Bowman v. Monsanto and self-replicating seeds; David v. Goliath or Don Quixote v. Windmills?

AuthorLesser, W.
PositionIV. Discussion through VI. Conclusions and Issues for the Future, p. 554-573
  1. Discussion

    A. Did the conditions for direct infringement exist?

    "If properly construed claims read on the infringing product, there is literal infringement." (329) Claim 28 of the '247E' patent cites, "a glyphosate-tolerant plant ...". (330) The plants grown by Mr. Bowman were indeed glyphosate-tolerant for he tested and found them so. (331) The patent in claim 15 also includes method claims: "[a] method of producing genetically transformed plants which are tolerant toward glyphosate herbicide." (332)

    Conclusion: The claims of a patent-in-suit indeed read to the allegedly infringing product, Bowman's late season soybean crop, so that literal infringement existed. (333)

    B. Was Bowman a contract or infringement issue?

    Monsanto chose to pursue Bowman under patent law, as it did Scruggs and McFarling, rather than as a contract violation. (334) The reasons for the choice are not public knowledge but perhaps relate to the potential for treble damages, or an immediate injunction, or the success with the earlier cases. But there was a choice made, as the Supreme Court made clear in Quanta. (335) Citing Keeler v. Standard Folding Bed Co, (336) "We note that the authorized nature of the sale to Quanta does not necessarily limit LGE's other contract rights. LGE's complaint does not include a breach-of-contract claim, and we express no opinion on whether contract damages might be available even though exhaustion operates to eliminate patent damages." (337) The petitioner, Bowman, agrees with this interpretation. (338) And in Jazz Photo the Federal District noted, "[a] license is governed by the laws of contract." (339)

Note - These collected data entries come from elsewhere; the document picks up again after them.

PR #2449, opened 2022-03-15
BitSetRange API

CircuitCoder:
Add a new implementation of `chisel3.util.experimental.BitSet`, `BitSetRange`, matching continuous bit ranges. Use cases include representing address ranges.

**This is currently a WIP**.
TODO: A `matches` method is added to all `BitSet` for testing, which currently has a naive implementation. We need to change that to a better implementation (e.g. using decoder)
TODO: Maybe add a `BitSet.range` as an alias of `BitSetRange.apply`?
TODO: Maybe add a overload `BitSetRange.apply(Range)` to permit code such as `BitSetRange(0x1000 until 0x5000)`
TODO: Documentations are not finished.

### Contributor Checklist

#### Type of Improvement

new API

#### API Impact

Add a new class `BitSetRange` representing `BitSet` corresponding to continuous bit ranges. 
Add a new object `BitSetRange` for constructing `BitSetRange` instances.

#### Desired Merge Strategy

Squash

- [ ] Did you review?


src/main/scala/chisel3/util/BitPat.scala
```diff
@@ -165,6 +166,8 @@ package experimental {
     /** whether this [[BitSet]] is empty (i.e. no value matches) */
     def isEmpty: Boolean = terms.forall(_.isEmpty)
 
+    def matches(input: UInt) = VecInit(terms.map(_ === input).toSeq).asUInt.orR
+
```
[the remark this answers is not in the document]
CircuitCoder: So that means one single `matches` call will match multiple inputs?

integration-tests/src/test/scala/chiselTests/util/experimental/BitPat.scala
```diff
@@ -0,0 +1,32 @@
+package chiselTests.util.experimental
```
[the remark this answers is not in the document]
CircuitCoder: Fixed in 6d012f70

src/main/scala/chisel3/util/BitPat.scala
```diff
@@ -226,6 +229,51 @@ package experimental {
     }
   }
 
+  sealed class BitSetRange(val start: BigInt, val length: BigInt, val width: Int) extends BitSet { outer =>
+    override def terms = {
+      val collected = mutable.Set[BitPat]();
+      var ptr = start;
+      var left = length;
+      while (left > 0) {
+        var cur_pow = left.bitLength - 1
```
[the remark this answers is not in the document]
CircuitCoder: Fixed in 6d012f70

src/main/scala/chisel3/util/BitPat.scala
```diff
@@ -226,6 +229,51 @@ package experimental {
...
+        if (ptr != 0) {
+          val max_pow = ptr.lowestSetBit
+          if (max_pow < cur_pow) cur_pow = max_pow
+        }
+
+        val inc = BigInt(1) << cur_pow
+        assert((ptr & inc - 1) == 0)
```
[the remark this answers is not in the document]
CircuitCoder: Added in 6d012f70

src/main/scala/chisel3/util/BitPat.scala
```diff
@@ -226,6 +229,51 @@ package experimental {
...
+      }
+
+      collected.toSet
+    }
+
+    // TODO: width!
+    override def toString: String = s"BitSetRange(0x${start.toString(16)} - 0x${(start + length).toString(16)})"
+  }
+
+  object BitSetRange {
```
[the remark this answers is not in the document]
CircuitCoder: Yes I'll add them after the API goes through discussion.

src/main/scala/chisel3/util/BitPat.scala
```diff
@@ -165,6 +166,8 @@ package experimental {
     /** whether this [[BitSet]] is empty (i.e. no value matches) */
     def isEmpty: Boolean = terms.forall(_.isEmpty)
 
+    def matches(input: UInt) = VecInit(terms.map(_ === input).toSeq).asUInt.orR
```
sequencer, line 169: Maybe override `BitSetRange.matches` to use `input >= start.U && input < (start + length).U`? It should leverage the power of synthesis to generate two adder, while `BitSet.matches` will generate a high fanout `OR` and a lot of `XOR` for misaligned `BitSetRange`.

sequencer:
Generally LGTM, would you mind have a try to copy-paste this PR to RocketChip? replacing its address decoder, to see if it can pass the rocket-chip CI.

src/main/scala/chisel3/util/BitPat.scala
CircuitCoder: I believe this difference in behavior may surprise users? For example, `rangeA.matches(input)` generates two comparisons, while
```
rangeA.intersects(rangeB).matches(input)
```
generates a decoder, although the intersection is always a range itself.

I suggest that we leave `matches` as-is in BitSetRange, while adding a new function (e.g. `matchAsCmp`) to BitSetRange, so users will be alerted when they find out `rangeA.intersects(rangeB)` has no such member function, and no unexpected behavior will emerge.

Later, we may add APIs such as `BitSetRange.intersectRange(BitSetRange)` or `BitSet.tryAsRange`.

CircuitCoder:
Thoughts on converting from generic BitSet to BitSetRange:

We can also convert ANY BitSet into a list of continuous ranges. The problem is that the number of ranges maybe very large (e.g. `BitPat("???????????????0")`). So an API similar to `BitSet.toRanges: Seq[BitSetRange]` may take ages.

An alternative is `BitSet.toRanges: Iterator[BitSetRange]`, then the potentially large number of ranges is the API users' problem. They can choose to handle it when working with dynamic data, or just collect into a `Seq` when they are sure there is not many regions.

The steps to generate each range is as follows:
- Calculate the lower bound of the BitSet, which is quite easy to do: fill in 0 into ? in all terms, and pick the smallest one. Let `l` be that lower bound.
- Calculate the lower bound of `complement of (the original bitset unions [0, l))`. Let that be `r`.
- [l, r) is the lowest continuous region. Subtract that region from the bitset in the iterator.

Another idea is add a `maxRegionNumber` argument. But I personally prefers the one using iterators, as it provides more flexibility.

src/main/scala/chisel3/util/BitPat.scala
CircuitCoder: Also, we may change matches into using something similar to:
```scala
object MatchAlgo extends Enumeration {
  val Auto, Cmp, Decoder = Value()
}
def matches(input: UInt, algo: MatchAlgo = MatchAlgo.Auto)
```

And allow using comparisons on all BitSets (See https://github.com/chipsalliance/chisel3/pull/2449#issuecomment-1075889265)

sequencer: Yes, this sounds to be a better idea.
IMO: 
1. `matches` for`BitPat` is only the `===` alias.
2. `BitSet` should use `Decoder`.
3. `BitSetRange` should use `Compare`(I prefer `Compare` than `Cmp` ;p)
If user explicitly uses the `Compare` option for `BitSet`, `BitSet` should call `bitSet.toBitSetRanges.map(_.matches(input)).reduce(_ || _)`.

sequencer:
Here is my thought: 
1. we do need a `BitSetRange` type, semantic of which is: "a continues `BitSet`", here are two reasons:
- for `matches` function, `Compare` can provide better PPA since it leverage the adder rather than pure PLA to match on signals. 
- `toString` function can be overridden to print the Range rather than the confusing truth table.
2. Generally, I like the `Iterator` idea.
- It's a good idea to throw the NPC problem to users. 
- only consuming a part of `BitSet` is irrational, for most of usages, all converted data is needed. Whether this to be a user API need to be discussed, I think it need to be decided by @jackkoenig.
- another propose is having another API: `toBitSetRange(giveUpAt: Int = someReasonableThreshold): Seq[BitSetRange]`, this API should use the `Iterator` to generate and finally return a `Seq` of `BitSetRange` or throw an error.

CircuitCoder:
@sequencer An initial version of `BitSet.toRanges` is implemented in c8013dd0. May requires additional perfing, but since the BitSet within the iterator should never increase in term count, it should mostly be fine.

I'm working on providing some sort of randomized testing.

src/main/scala/chisel3/util/BitPat.scala
```diff
@@ -224,8 +227,95 @@ package experimental {
...
+
+    /**
+     * Calculate the inverse of this pattern set.
+     * 
+     * @return A BitSet matching all value (of the given with) iff it doesn't match this pattern.
+     */
+    def inverse: BitSet = {
+      val total = BitPat("b" + ("?".repeat(this.getWidth)))
+      total.subtract(this)
+    }
```
sequencer, line 239: It may run forever, but this API is necessary, I think the time complexity may need to be documented? or at least tell users this API is time consuming.

src/main/scala/chisel3/util/BitPat.scala
```diff
@@ -224,8 +227,95 @@ package experimental {
...
+
+    /**
+      * Calculate lowest posible value to match this pattern seset.
+      *
+      * @throws UnsupportedOperationException if this this is an empty pattern set.
+      * @return The matched value
+      */
+    def lowerbound: BigInt = terms.map(_.lowerbound).min
```
sequencer, line 247: I think we should private this, since I have no idea the use case.
If you can give some common use cases, we can public at it is.

src/main/scala/chisel3/util/BitPat.scala
```diff
@@ -224,8 +227,95 @@ package experimental {
...
+    /**
+      * Convert arbitrary BitSet into continous ranges
+      * 
+      * @note Due to the potential large number of generated ranges, this method return an iterator.
+      * API user should be careful when the number of the ranges are not guarenteed.
+      *
+      * @return An iterator yielding all continous ranges in this pattern. The ranges are guaranteed to be increasing,
+      *     non-overlaping, and all of them will precisely cover the entire BitSet.
+      */
+    def toRanges: Iterator[BitSetRange] = new BitSetRangeIterator(this)
```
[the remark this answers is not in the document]
sequencer: I think this API is useful!

src/main/scala/chisel3/util/BitPat.scala
```diff
@@ -224,8 +227,95 @@ package experimental {
...
+      require(w >= max_known_length, "Cannot construct a BitSetRange with width smaller than its range end")
+      val ret = new BitSetRange(start, length, w)
+
+      if (!allowUnaligned) require(ret.terms.size == 1, "Unaligned BitSetRange")
+
+      ret
+    }
   }
 
+  class BitSetRangeIterator(var remaining: BitSet) extends Iterator[BitSetRange] {
```
sequencer, line 307: private this class. :)

src/main/scala/chisel3/util/BitPat.scala
```diff
@@ -224,8 +227,95 @@ package experimental {
...
+      require(length > 0, "Cannot construct a empty BitSetRange")
+      val max_known_length = (start + length - 1).bitLength
+      val w = if (width >= 0) width else max_known_length
+      require(w >= max_known_length, "Cannot construct a BitSetRange with width smaller than its range end")
+      val ret = new BitSetRange(start, length, w)
+
+      if (!allowUnaligned) require(ret.terms.size == 1, "Unaligned BitSetRange")
+
+      ret
+    }
```
sequencer, line 304: This factory is useful, but I think for simplicity, we can move this API to `BitSet.range(start: BitInt, length: BigInt)`.
`width` can be refactored as `BitSet.expandWidthTo(width: Int)`.
`allowUnaligned` can also be refactored as `BitSetRange.isAligned: Bool` function.

We may need(or even change to) another API: `BitSet.range(range: Range)`

src/main/scala/chisel3/util/BitPat.scala
CircuitCoder: This is just a simple reduction into `BitSet.subtract`. If I'm not mistaken, the maximum number of generated terms is width * len(term), which doesn't seems that bad :tm:

Actually, if we are to document about the complexity, we may also want to document about the complexity of `BitSet.subtract`?

src/main/scala/chisel3/util/BitPat.scala
CircuitCoder: The reason this method is `public` is that another class (BitSetRangeIterator) need to invoke it. If we want to hide this method, we need to extract it into a `private object BitSetUtils`.

src/main/scala/chisel3/util/BitPat.scala
CircuitCoder: So how are we going to implement expandWidthTo? Fill in `?` or `0`? In the ranges case, we should obvious fill '0', but for more general bit patterns, this is not exactly clear what we should do.

IMHO two bit pattern of different width is two completely different thing with different schematic. There is no *obvious correct* way of converting a shorter one into a longer one.

src/main/scala/chisel3/util/BitPat.scala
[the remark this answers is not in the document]
CircuitCoder: Renaming is done in 0c30bd61

src/main/scala/chisel3/util/BitPat.scala
CircuitCoder: Changed to private in 0c30bd61

src/main/scala/chisel3/util/BitPat.scala
```diff
@@ -347,6 +437,8 @@ sealed class BitPat(val value: BigInt, val mask: BigInt, val width: Int)
 
   override def isEmpty: Boolean = false
 
+  override def lowerbound: BigInt = value & mask
```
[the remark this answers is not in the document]
CircuitCoder: Done in 0c30bd61

src/main/scala/chisel3/util/BitPat.scala
sequencer: yeah, I agree, expanding width is tricky here. So maybe we still should keep the width as an arg.

src/main/scala/chisel3/util/BitPat.scala
sequencer: yes, basically all complexity should come from `subtract`. emmm. that's time consuming as well. I think mention it on ScalaDoc is good enough yet.

CircuitCoder:
Tests are added in 6f079f7b.

Actually I encountered an unexpected result from `BitSet.getWidth`. An empty BitSet returns zero for its width, but the BitSet may came from subtracting two BitSets with positive width. One would expect whenever I subtract another BitSet won't change one BitSet's width.

@sequencer Is this considered a bug, or a expected behavior? If this is indeed unexpected, then we need to keep a separate record of one BitSet's width. Also, `BitSet.empty` need to take an width argument (or we can keep a special value (e.g. -1) as a wildcard, and throw an exception on getWidth?)

Besides, are we going to allow binary subtraction / union / intersection between BitSets with **different** width? If we do, then how are we going to pad the shorter one?

jackkoenig:
I'm going to try to summarize a really good discussion we had in Chisel dev today (thanks to @sequencer and @seldridge for the great session!).

I'm going to use the term `AddressSet` instead of `BitSetRange` for purposes of this writeup for some clarity but just note they refer to the same idea.

With the current implementation, it does not make sense to have `AddressSet` extend `BitSet` because the underlying primitive (and unit of reuse) of `BitSet` is `terms` of type `Set[BitPat]`. The entire purpose of `AddressSet` is that some BitSet-like operations can be done more efficiently on that representation than they can be on the equivalent `Set[BitPat]` representation. But this benefit is thrown away whenever we do an operation that converts the `AddressSet` to `Set[BitPat]`, more-or-less defeating the purpose.

That being said, I do see the utility in being able to do something like take an `AddressSet`, intersect it with a `BitSet` and then check if a `UInt` matches the union. I see 3 options:

#### 1. BitSet and AddressSet are separate APIs (no inheritance relationship)

This is the simplest to implement and saves us from having to make difficult implementation decisions that will be discussed in the later options. This does mean that users will have to handle any composition of `AddressSet` with `BitSet` themselves. For example, if checking that a `UInt` matches the union of an `AddressSet` and a `BitSet`, a user will have to check the `UInt` against each and then `&&` the result.

#### 2. BitSet and AddressSet implement a common trait (HWSet? ChiselSet?)

Similarly how we introduced `BitSet` to make it possible to represent certain operations on `BitPat` that cannot be represented with a single `BitPat`, we need the ability to represent this operations on the combination of `BitSets` and `AddressSets`. The reason for this new type is that the `BitSet` primitive being `Set[BitPat]` does not adequately capture such combinations (it _can_ capture it but you get bad circuits as your outputs). Thus we can have other concrete subtypes of this new type called things like `Union`, `Intersection`, and `Subtraction` (or `Difference`). 

Thus, the union of an `AddressSet` and a `BitSet` will return a `Union`. This saves the higher-level user intent so that later uses of this `Union` (eg. decoding or checking if a `UInt` matches it) can still be implemented efficiently. Note that this does **not** mean we always return a `Union` when you union two `BitSet`, we can continue to use more optimal solutions whenever combining just `BitPat`s together.

Furthermore, this has highlighted to me that the current `Set[BitPat]` datastructure in `BitSet` is sort of a "normalized form" (it looks sort of like disjunctive normal form if you squint but perhaps `BitPat` is the real DNF). My real argument here is that when combining `AddressSet` with `BitSet` we do **not** want to normalize because we will get a worse circuit if we do.

#### 3. AddressSet extends BitSet but we deprecate and remove the `terms: Set[BitPat]` method

This one is basically the same in every way as (2), except that instead of introducing a new supertype (that we have to come up with a good name for), we just reclaim `BitSet` as the super type.

Originally this was my favorite option but with my recent realization that `BitSet` being a `Set[BitPat]` looks very similar to a normalized form (although may not be) makes me question if we should keep the `Set[BitPat]` representation around. I'm not really sure here though because we could just create a new concrete subtype of `BitSet` that captures `Set[BitPat]`.

CircuitCoder:
After some discussion with @sequencer (thanks for his patience since I had so much misunderstanding), now I really like the idea of the common trait approach. If I'm understanding correctly, this approach effectively decouples the construction, optimization, and consumption of a BitSet. Operations on BitSets become more similar to operations on immutable data structures, where we construct a tree without premature normalization/optimization. Optimization is the transformation between equivalent trees, and consumption has the semantics of simple recursions on trees.

If that's what we end up doing, I believe the current BitSet is the same as the union of some BitPats? So I guess (3) will work just fine. BitPat and AddressSet will be the leaf nodes in the tree and differs in the way we consume them (with pattern match or with comparison).

Some other thoughts on what to do now:

The original motivation behind the API is that there lacks a way to directly construct a BitSet matching ranges. How we can optimize the consumption of such ranges is sort of an afterthought. So an API like `BitSet.fromRanges` may fit this purpose better. This is reflected in the current implementation: `BitSetRange` is merely a type-level guarantee that a BitSet is continuous. Then now we have this extra information, we can do a little bit of optimization.

Since some library features (crossbar, router, etc) are blocked by the lack of a way to construct such BitSet, maybe we can add that feature first? Some options are:

- Remove `BitSetRange` entirely, move current `BitSetRange.terms` to `BitSet.fromRange`. Continous BitSets are immediately broken into BitPats during construction. This is the bare minimum implementation of such API, and discards any optimization opportunity until we switch to the new approach.
- Keep `BitSetRange`, maybe allow more optimization, e.g.:
  - Check if results are continuous in BitSet operations (intersect, union, etc.). If they are, return the corresponding continuous version instead.
  - Add methods like `BitSetRange.intercsectRange(BitSetRange): BitSetRange`, `BitSetRange.unionRange(BitSetRange): Maybe[BitSetRange]`.
- Just switch to the tree approach right away. The downside is that right now optimizations and consumptions have to be implemented in the frontend, so optimizations can only follow simple heuristics.

jackkoenig:
We've discussed this in the developers' meeting. In order to enable development without having to be 100% certain on the API, we should merge this to master and **not** backport to 3.5.x. This means we can iterate a bit using the SNAPSHOTs and see how we feel about the API.

@CircuitCoder 

> if I'm understanding correctly, this approach effectively decouples the construction, optimization, and consumption of a BitSet. Operations on BitSets become more similar to operations on immutable data structures, where we construct a tree without premature normalization/optimization. Optimization is the transformation between equivalent trees, and consumption has the semantics of simple recursions on trees.
>
> If that's what we end up doing, I believe the current BitSet is the same as the union of some BitPats? So I guess (3) will work just fine. BitPat and AddressSet will be the leaf nodes in the tree and differs in the way we consume them (with pattern match or with comparison).

Your understanding here is 100% correct, so as you say, it's really just how should we proceed.

I'm totally fine with merging some way of doing this even if it blasts down to `Set[BitPat]` and we figure out the optimization approach later. I think `BitSet.fromRange` is the most pragmatic approach to get something working right away so I am fine with it. My only concern is that because the API necessarily constructs a `BitSet` (and `BitSet` has `terms: Set[BitPat]`) we will either need to change this API before release of Chisel 3.6 or deprecate `terms: Set[BitPat]`. We don't have to make this decision right now, I am more than happy to approve something just to get the ball rolling.

I'm not super keen on keeping `BitSetRange` but having special handling to allow more optimization. If we're going to allow more optimization, we should switch to the tree approach. I think it's totally fine to add `BitSet.fromRange` (lacking optimization) for now, and then go straight to the tree implementation. While I agree that it will be hard to do as good of a job at the moment just in the frontend, I think that the heuristics we would follow would actually be pretty decent in practice and still leave the door open for direct IR support in the future and a better overall implementation. The neat thing about the tree approach (even if implemented in the frontend) is that a later IR implementation can be substituted in without any API changes.

**TLDR** Let's go ahead with merging `BitSet.fromRange` to master so we can play with the API, and we can discuss how we want to eventually implement the more complete, tree-based version.

sequencer:
@CircuitCoder any updates on this PR?

CircuitCoder:
Just moved all logics from `BitSetRange` into `BitSet.fromRange` in 2aefb34da2439c2b0abafa94105b3417b4c8f706. Thie PR should be ready to be merged!

src/main/scala/chisel3/util/BitPat.scala
```diff
@@ -142,6 +143,57 @@ package experimental {
...
+    /**
+      * Construct a [[BitSet]] matching a range of value
+      *
+      * @param start The smallest matching value
+      * @param length The length of the matching range
+      * @param width The width of the constructed [[BitSet]]. If not given, the returned [[BitSet]] have the width of the maximum possible matching value.
+      * @return A [[BitSet]] matching exactly all inputs in range [start, start + length)
+      */
+    def fromRange(
+      start:  BigInt,
```
sequencer, line 156: How about adding another alias `def fromRange(range: Range, width: Int)`?

src/main/scala/chisel3/util/BitPat.scala
```diff
@@ -142,6 +143,57 @@ package experimental {
...
+      length: BigInt,
+      width:  Int = -1
+    ): BitSet = {
+      require(length > 0, "Cannot construct a empty BitSetRange")
+      val max_known_length = (start + length - 1).bitLength
```
sequencer, line 161: sorry for my nitpick
```suggestion
      val maxKnownLength = (start + length - 1).bitLength
```

src/main/scala/chisel3/util/BitPat.scala
```diff
@@ -142,6 +143,57 @@ package experimental {
...
+      val w = if (width >= 0) width else max_known_length
```
sequencer, line 162:
```suggestion
      val w = if (width >= 0) width else maxKnownLength
```

src/main/scala/chisel3/util/BitPat.scala
```diff
@@ -142,6 +143,57 @@ package experimental {
...
+      require(
+        w >= max_known_length,
```
sequencer, line 164:
```suggestion
        w >= maxKnownLength,
```

sequencer (approved):
generally LGTM, ask @jackkoenig to review again.
In 3.7, we should move the`BitSet` manipulation logic into MFC,
but currently, we can just use this to create new circuit related to interconnection.

src/main/scala/chisel3/util/BitPat.scala
CircuitCoder: Fixed in c16799fd

src/main/scala/chisel3/util/BitPat.scala
sequencer: Maybe in this PR, we shouldn't add this.

integration-tests/src/test/scala/chiselTests/util/experimental/BitPat.scala
```diff
@@ -0,0 +1,34 @@
...
+  val testee = range.matches(input)
+  val ref = input >= start.U && input < (start + length).U
+
+  assert(testee === ref)
+}
+
+class BitSetRangeTest extends AnyFlatSpec with ChiselScalatestTester with Formal {
+  val rng = new Random(0x19260817)
+  val cases = 128
+  "BitSet.fromRange" should "be identical as comparesions" in {
```
jackkoenig, line 25:
```suggestion
  "BitSet.fromRange" should "be formally equivalent with bound checks" in {
```

src/main/scala/chisel3/util/BitPat.scala
```diff
@@ -142,6 +143,57 @@ package experimental {
       bs.getWidth
       bs
     }
+
+    /**
+      * Construct a [[BitSet]] matching a range of value
```
jackkoenig, line 148:
```suggestion
    /**  Construct a [[BitSet]] matching a range of value
```

src/main/scala/chisel3/util/BitPat.scala
```diff
@@ -142,6 +143,57 @@ package experimental {
...
+      require(
+        w >= maxKnownLength,
+        s"Cannot construct a BitSetRange with width($w) smaller than its range end(b${(start + length - 1).toString(2)})"
+      )
+
+      // Break down to individual bitpats
+      val atoms = {
+        val collected = mutable.Set[BitPat]();
+        var ptr = start;
+        var left = length;
```
jackkoenig, line 172:
```suggestion
        val collected = mutable.Set[BitPat]()
        var ptr = start
        var left = length
```

src/main/scala/chisel3/util/BitPat.scala
```diff
@@ -142,6 +143,57 @@ package experimental {
...
+      *
+      * @param start The smallest matching value
+      * @param length The length of the matching range
+      * @param width The width of the constructed [[BitSet]]. If not given, the returned [[BitSet]] have the width of the maximum possible matching value.
+      * @return A [[BitSet]] matching exactly all inputs in range [start, start + length)
+      */
+    def fromRange(
+      start:  BigInt,
+      length: BigInt,
+      width:  Int = -1
```
jackkoenig, line 158: Rather than using negative values and default values to indicate no `width` argument, it would be better to just overload this function with 1 version taking a width argument and the other one not, eg.
```scala
def fromRange(
   start:  BigInt,
   length: BigInt): BitSet = fromRange(start, length, (start + length - 1).bitLength)


def fromRange(
   start:  BigInt,
   length: BigInt,
   width:  Int
 ): BitSet = ???
```

src/main/scala/chisel3/util/BitPat.scala
```diff
@@ -142,6 +143,57 @@ package experimental {
...
+    ): BitSet = {
```
jackkoenig, line 159: Is `BitSet` the type we want to return here? I'm fine with merging this to master as is but before we release `3.6` I want us to think about if we either want to deprecate `def terms` of `BitSet` or if we want to add a new type above `BitSet` that is not required to be represented using `Set[BitPat]`.

jackkoenig (commented):
I've left some nitty comments and an API suggestion (I don't like using `-1` as an indicator of "width not specified"). I'm not going to request changes because I will be gone for the next 2 weeks but I hope my suggestions are addressed before merging.

src/main/scala/chisel3/util/BitPat.scala
sequencer: I filed #2516 to private `terms` API in 3.6, and #2517 to deprecate in 3.5.
As for the BitSet type, I think in the future(maybe 3.7) it should be a trait to represent BitSet or result of BitSet operations.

    Conclusion: It is likely a contract case would have been more straightforward than patent infringement for self-replicating organisms, and the court may have been more sympathetic to the economic realities under contract agreements than patent infringement. For example, Mr. Bowman, in purchasing "commodity seed" from Huey Soil Services, would have been in violation of the contract agreement to "acquire Seed ... only from a seed company with technology license(s) from Monsanto." (340) However, while Bowman's actions were likely actionable under contract law, that does not prejudice their standing under patent infringement as Bowman's Petition for a Writ of Certiorari suggests. (341)

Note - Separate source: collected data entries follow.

PR #2465, opened 2022-03-30
Use var List instead of ListBuffer to save memory

jackkoenig:
This reduces memory use of every HasId by 64 bytes.

Every instance of HasId (including all Data) had 2 ListBuffer vals for
recording post-naming hooks, yet this feature is almost never used.
These are now vars of type List which allows the common case of Nil to
add no incremental memory use per instance of HasId.

I measured the 64 byte memory reduction with [JAMM](https://github.com/jbellis/jamm) (published as `io.github.stephankoelle:jamm:0.4.1`). JAMM reports that a ListBuffer uses 32 bytes of shallow memory. They use 48 bytes deep but looking at the code, the 4 vars inside of them are `Nil`, `null`, `false`, and `0` so the deep memory use is structurally shared.

I also measured this to reduce memory consumption of our Chisel generator of a large design from 5 GiB to 4.2 GiB. Not bad for only a few lines of change!

### Contributor Checklist

#### Type of Improvement

  - performance improvement      

#### API Impact

No impact

No impact

#### Desired Merge Strategy

 - Squash

#### Release Notes

Reduce memory use of every `HasId` (includes `Data`) by 64 bytes

- [ ] Did you review?

### DIFF
--- a/core/src/main/scala/chisel3/internal/Builder.scala
+++ b/core/src/main/scala/chisel3/internal/Builder.scala
@@ -115,10 +115,10 @@ private[chisel3] trait HasId extends InstanceId {
   private var prefix_seed: Prefix = Nil
 
   // Post-seed hooks called to carry the suggested seeds to other candidates as needed
-  private val suggest_postseed_hooks = scala.collection.mutable.ListBuffer.empty[String => Unit]
+  private var suggest_postseed_hooks: List[String => Unit] = Nil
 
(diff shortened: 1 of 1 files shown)


seldridge (approved):
51yifu

jackkoenig:
Ah shoot, I overstated the savings slightly but they're still solid. ~12% instead of ~15% savings.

    C. Does an authorized unconditional sale actually forfeit all subsequent interest in the invention? Is Bowman guilty of experimental use and "reconstruction" infringement?

    The courts have made it clear in numerous cases that an authorized unconditional sale exhausts the patentee's monopoly. This from Mitchell: "consequently a patentee, when he has himself constructed a machine and sold it without any conditions, or authorized another to construct, sell, and deliver it, or to construct and use and operate it, without any conditions, and the consideration has been paid to him for the thing patented, the rule is well established that the patentee must be understood to have parted to that extent with all his exclusive right, and that he ceases to have any interest whatever in the patented machine so sold and delivered or authorized to be constructed and operated." (343)

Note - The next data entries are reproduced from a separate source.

PR #2468, opened 2022-04-01
Prevent FIRRTL bulk connects on BlackBox Bundles.

### LINKED ISSUE #2457: Exception on Bulk Connect to BlackBox IO Bundle
Our code stopped working after upgrading to Chisel 3.5.2. The culprit is a bidirectional connect on a BlackBox IO Bundle.
Looking into it, I think the algorithm added in 3553a1583403824718923a6cc530cec3b38f5704 attempts to create a bulk connect to the BlackBox Bundle, which then causes the crash. I guess `BiConnect.canBulkConnectAggregates` would have to prevent this?

**Type of issue**: bug report

**Impact**: unknown

**Other information**
 

https://scastie.scala-lang.org/Fri405TeQYu0KhJiGvkpww

So far I could only find one scenario actually triggering the error: A BiDir connect on a flipped BlackBox IO Bundle containing at least one output.
 
```
import chisel3._

case class MyBundle() extends Bundle {
  val O: Bool = Output(Bool())
}

class MyModule() extends RawModule {

  val io: MyBundle = IO(Flipped(MyBundle()))
  val bb: MyBlackBox = Module(new MyBlackBox())

  bb.io <> io
}

class MyBlackBox() extends BlackBox {
   val io: MyBundle = IO(Flipped(MyBundle()))
}

print((new ChiselStage).emitFirrtl(new MyModule()))
```

`chisel3.internal.ChiselException: Internal Error! Could not get ref for 'chisel3.internal.package$ViewParentAPI@5ef91709' @[main.scala 15:9]! This is a bug in Chisel, please file an issue at 'https://github.com/chipsalliance/chisel3/issues/new'`

fzi-hielscher:
### Contributor Checklist

This is an attempt to fix #2457 . It should prevent crashes due to FIRRTL bulk connects being emitted on BlackBox IO Bundles.
I was not entirely certain on the best way to catch these cases in the `canBulkConnectAggregates` method. My assumption is that BlackBoxes do not contain any other Bundles than the one IO Bundle. So I am simply checking whether the parent Module of the sink or source Bundle is a BlackBox.

#### Type of Improvement

- bug fix

#### API Impact

None

Ideally, none. In the worst case it may unnecessarily prevent some FIRRTL bulk connects form being emitted, which should not have any functional impact.

#### Desired Merge Strategy

- Squash

- [ ] Did you review?

### DIFF
--- a/core/src/main/scala/chisel3/internal/BiConnect.scala
+++ b/core/src/main/scala/chisel3/internal/BiConnect.scala
@@ -285,7 +285,13 @@ private[chisel3] object BiConnect {
       case _ => true
     }
 
-    typeCheck && contextCheck && bindingCheck && flow_check && sourceNotLiteralCheck
+    // do not bulk connect the 'io' pseudo-bundle of a BlackBox since it will be decomposed in FIRRTL
+    def blackBoxCheck = Seq(source, sink).map(_._parent).forall {
+      case Some(_: BlackBox) => false
+      case _ => true
+    }
+
+    typeCheck && contextCheck && bindingCheck && flow_check && sourceNotLiteralCheck && blackBoxCheck
   }
 
   // These functions (finally) issue the connection operation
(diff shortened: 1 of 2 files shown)


jackkoenig (approved):
LGTM! Thank you for this fix!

    At the same time, the courts have identified a vanishingly limited experimental use exemption while characterizing a "reconstruction" of a patented object (however defined) as an infringement with no consideration of the form of the exchange. (344) Hence it is clear that the concept of complete exhaustion on first authorized unconditional sale is not intended literally, but rather applies only to certain rights-namely using and selling--but not necessarily making.

    Conclusion: It has been long established that "using, making and selling" are independent rights of the patentee. (345) Those rights may be surrendered on first unconditional sale, but not the rights of reconstruction or experimental use. (346) Clearly, some patent rights are inalienable, although they are not described that way.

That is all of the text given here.